| Requirement |
Find the line containing "most of the cases)." in the entries below. Restate it and each line after it, word for word, up to and including the line containing "- With Windows XP".

Content starts

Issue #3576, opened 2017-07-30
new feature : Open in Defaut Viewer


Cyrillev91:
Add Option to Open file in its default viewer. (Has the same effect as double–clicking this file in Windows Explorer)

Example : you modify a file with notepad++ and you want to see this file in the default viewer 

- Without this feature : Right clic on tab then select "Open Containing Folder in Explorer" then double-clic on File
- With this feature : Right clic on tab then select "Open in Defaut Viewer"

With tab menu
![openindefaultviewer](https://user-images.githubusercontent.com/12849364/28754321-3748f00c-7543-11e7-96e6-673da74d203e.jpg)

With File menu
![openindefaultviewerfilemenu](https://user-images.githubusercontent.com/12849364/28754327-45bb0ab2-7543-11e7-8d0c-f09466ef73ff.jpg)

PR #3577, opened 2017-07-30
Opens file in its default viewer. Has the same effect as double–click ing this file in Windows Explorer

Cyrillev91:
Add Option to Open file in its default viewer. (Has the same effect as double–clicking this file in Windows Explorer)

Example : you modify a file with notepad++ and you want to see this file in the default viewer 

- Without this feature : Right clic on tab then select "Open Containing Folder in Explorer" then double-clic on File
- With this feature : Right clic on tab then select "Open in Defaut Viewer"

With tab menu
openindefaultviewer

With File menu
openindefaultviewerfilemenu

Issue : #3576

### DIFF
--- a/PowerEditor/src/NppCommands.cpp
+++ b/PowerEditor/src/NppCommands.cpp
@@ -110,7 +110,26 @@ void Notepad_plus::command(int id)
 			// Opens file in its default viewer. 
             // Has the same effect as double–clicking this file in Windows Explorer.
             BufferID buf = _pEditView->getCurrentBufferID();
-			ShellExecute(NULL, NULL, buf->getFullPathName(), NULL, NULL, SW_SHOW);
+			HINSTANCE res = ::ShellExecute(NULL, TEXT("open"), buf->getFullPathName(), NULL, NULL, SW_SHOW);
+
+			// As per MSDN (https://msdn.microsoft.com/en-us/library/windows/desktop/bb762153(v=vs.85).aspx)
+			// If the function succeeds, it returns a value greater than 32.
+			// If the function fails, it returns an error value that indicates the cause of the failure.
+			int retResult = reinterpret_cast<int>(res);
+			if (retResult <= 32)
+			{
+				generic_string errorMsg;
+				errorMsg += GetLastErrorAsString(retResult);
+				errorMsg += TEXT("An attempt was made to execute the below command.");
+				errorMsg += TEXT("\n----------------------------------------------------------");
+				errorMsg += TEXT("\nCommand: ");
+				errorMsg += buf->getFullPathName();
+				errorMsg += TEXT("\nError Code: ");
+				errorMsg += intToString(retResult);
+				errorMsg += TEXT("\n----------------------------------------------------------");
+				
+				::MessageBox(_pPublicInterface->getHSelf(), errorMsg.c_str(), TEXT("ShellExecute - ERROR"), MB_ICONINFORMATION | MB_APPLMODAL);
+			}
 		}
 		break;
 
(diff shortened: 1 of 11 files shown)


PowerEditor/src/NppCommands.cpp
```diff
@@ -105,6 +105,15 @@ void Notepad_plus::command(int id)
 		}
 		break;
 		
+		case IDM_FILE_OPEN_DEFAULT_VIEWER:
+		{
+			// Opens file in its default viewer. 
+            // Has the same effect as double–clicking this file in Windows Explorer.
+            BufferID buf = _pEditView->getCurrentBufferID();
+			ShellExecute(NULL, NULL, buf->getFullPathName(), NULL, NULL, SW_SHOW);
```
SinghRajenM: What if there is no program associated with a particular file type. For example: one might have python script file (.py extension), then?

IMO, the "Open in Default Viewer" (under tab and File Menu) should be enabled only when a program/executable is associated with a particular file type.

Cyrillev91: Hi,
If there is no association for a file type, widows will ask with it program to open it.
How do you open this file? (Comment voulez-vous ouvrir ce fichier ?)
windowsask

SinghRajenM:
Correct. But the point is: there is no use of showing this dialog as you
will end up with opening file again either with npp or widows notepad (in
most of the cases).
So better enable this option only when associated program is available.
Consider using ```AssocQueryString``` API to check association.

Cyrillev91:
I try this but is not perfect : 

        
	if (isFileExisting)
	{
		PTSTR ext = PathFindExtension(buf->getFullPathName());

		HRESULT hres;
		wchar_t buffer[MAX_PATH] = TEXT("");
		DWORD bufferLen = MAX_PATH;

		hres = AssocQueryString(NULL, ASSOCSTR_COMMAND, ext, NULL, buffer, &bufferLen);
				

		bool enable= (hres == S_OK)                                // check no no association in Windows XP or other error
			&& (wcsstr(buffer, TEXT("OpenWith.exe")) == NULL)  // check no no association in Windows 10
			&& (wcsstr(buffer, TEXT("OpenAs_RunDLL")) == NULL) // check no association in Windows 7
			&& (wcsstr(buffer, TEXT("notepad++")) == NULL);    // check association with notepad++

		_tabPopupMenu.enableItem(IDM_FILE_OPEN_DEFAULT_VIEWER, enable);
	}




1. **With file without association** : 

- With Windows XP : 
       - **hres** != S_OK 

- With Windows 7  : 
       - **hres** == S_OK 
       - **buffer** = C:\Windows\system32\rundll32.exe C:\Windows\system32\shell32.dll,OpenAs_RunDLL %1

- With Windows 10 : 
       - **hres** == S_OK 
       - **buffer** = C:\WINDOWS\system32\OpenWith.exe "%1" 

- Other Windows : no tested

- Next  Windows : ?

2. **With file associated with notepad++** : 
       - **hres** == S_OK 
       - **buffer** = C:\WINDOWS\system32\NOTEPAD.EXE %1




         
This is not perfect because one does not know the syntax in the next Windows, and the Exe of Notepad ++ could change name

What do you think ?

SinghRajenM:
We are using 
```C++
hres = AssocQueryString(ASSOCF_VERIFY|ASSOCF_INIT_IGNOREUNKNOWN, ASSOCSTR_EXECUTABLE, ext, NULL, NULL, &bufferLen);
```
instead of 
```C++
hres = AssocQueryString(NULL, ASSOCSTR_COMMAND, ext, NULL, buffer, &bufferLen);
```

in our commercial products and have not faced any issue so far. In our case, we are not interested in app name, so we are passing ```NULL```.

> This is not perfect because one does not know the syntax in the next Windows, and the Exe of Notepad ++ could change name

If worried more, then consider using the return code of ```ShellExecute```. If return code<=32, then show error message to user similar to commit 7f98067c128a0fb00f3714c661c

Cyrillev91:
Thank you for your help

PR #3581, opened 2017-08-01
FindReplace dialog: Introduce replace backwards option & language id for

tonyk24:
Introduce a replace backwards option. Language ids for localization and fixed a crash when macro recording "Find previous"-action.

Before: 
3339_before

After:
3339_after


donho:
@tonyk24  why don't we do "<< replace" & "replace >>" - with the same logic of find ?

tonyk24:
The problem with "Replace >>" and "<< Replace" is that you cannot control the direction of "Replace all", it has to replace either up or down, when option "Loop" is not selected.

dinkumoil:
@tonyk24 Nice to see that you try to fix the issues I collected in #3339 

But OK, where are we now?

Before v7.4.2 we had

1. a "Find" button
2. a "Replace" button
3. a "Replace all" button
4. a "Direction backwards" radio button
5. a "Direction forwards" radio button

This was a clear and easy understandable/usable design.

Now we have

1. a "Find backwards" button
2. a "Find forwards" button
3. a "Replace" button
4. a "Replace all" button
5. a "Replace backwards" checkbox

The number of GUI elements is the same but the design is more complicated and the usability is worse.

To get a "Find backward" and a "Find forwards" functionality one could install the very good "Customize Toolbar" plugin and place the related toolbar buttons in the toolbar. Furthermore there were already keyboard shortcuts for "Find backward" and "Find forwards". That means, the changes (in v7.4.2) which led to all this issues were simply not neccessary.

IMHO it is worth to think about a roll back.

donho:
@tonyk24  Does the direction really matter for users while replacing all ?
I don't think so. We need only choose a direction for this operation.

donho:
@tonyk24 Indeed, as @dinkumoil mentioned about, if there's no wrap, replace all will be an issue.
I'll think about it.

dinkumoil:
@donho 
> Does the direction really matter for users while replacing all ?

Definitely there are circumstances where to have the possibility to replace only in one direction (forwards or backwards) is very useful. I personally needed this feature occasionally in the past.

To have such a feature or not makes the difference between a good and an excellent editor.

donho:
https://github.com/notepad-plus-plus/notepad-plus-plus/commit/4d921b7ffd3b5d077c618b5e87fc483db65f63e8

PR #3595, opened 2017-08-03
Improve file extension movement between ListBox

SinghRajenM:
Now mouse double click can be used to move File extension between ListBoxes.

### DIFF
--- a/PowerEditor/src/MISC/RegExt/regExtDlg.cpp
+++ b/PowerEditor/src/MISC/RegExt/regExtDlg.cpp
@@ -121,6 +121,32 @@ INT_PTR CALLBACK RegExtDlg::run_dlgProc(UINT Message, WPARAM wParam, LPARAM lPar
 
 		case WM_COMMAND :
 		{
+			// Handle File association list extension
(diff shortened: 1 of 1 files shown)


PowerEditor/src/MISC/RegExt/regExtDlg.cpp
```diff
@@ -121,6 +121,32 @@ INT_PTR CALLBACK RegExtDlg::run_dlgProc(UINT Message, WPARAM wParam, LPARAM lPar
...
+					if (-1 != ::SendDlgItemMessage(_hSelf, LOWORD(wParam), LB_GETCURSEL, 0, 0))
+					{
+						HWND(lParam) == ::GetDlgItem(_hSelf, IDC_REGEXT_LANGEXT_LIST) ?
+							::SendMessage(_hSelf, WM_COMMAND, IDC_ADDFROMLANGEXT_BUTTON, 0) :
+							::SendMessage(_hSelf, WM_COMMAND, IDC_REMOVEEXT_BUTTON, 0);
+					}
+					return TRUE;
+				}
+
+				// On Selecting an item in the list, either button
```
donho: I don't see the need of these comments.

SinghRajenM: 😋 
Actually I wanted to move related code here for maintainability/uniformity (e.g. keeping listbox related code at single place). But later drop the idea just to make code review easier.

Content ends

| Result |
most of the cases).
So better enable this option only when associated program is available.
Consider using ```AssocQueryString``` API to check association.

Cyrillev91:
I try this but is not perfect : 

        
	if (isFileExisting)
	{
		PTSTR ext = PathFindExtension(buf->getFullPathName());

		HRESULT hres;
		wchar_t buffer[MAX_PATH] = TEXT("");
		DWORD bufferLen = MAX_PATH;

		hres = AssocQueryString(NULL, ASSOCSTR_COMMAND, ext, NULL, buffer, &bufferLen);
				

		bool enable= (hres == S_OK)                                // check no no association in Windows XP or other error
			&& (wcsstr(buffer, TEXT("OpenWith.exe")) == NULL)  // check no no association in Windows 10
			&& (wcsstr(buffer, TEXT("OpenAs_RunDLL")) == NULL) // check no association in Windows 7
			&& (wcsstr(buffer, TEXT("notepad++")) == NULL);    // check association with notepad++

		_tabPopupMenu.enableItem(IDM_FILE_OPEN_DEFAULT_VIEWER, enable);
	}




1. **With file without association** : 

- With Windows XP : 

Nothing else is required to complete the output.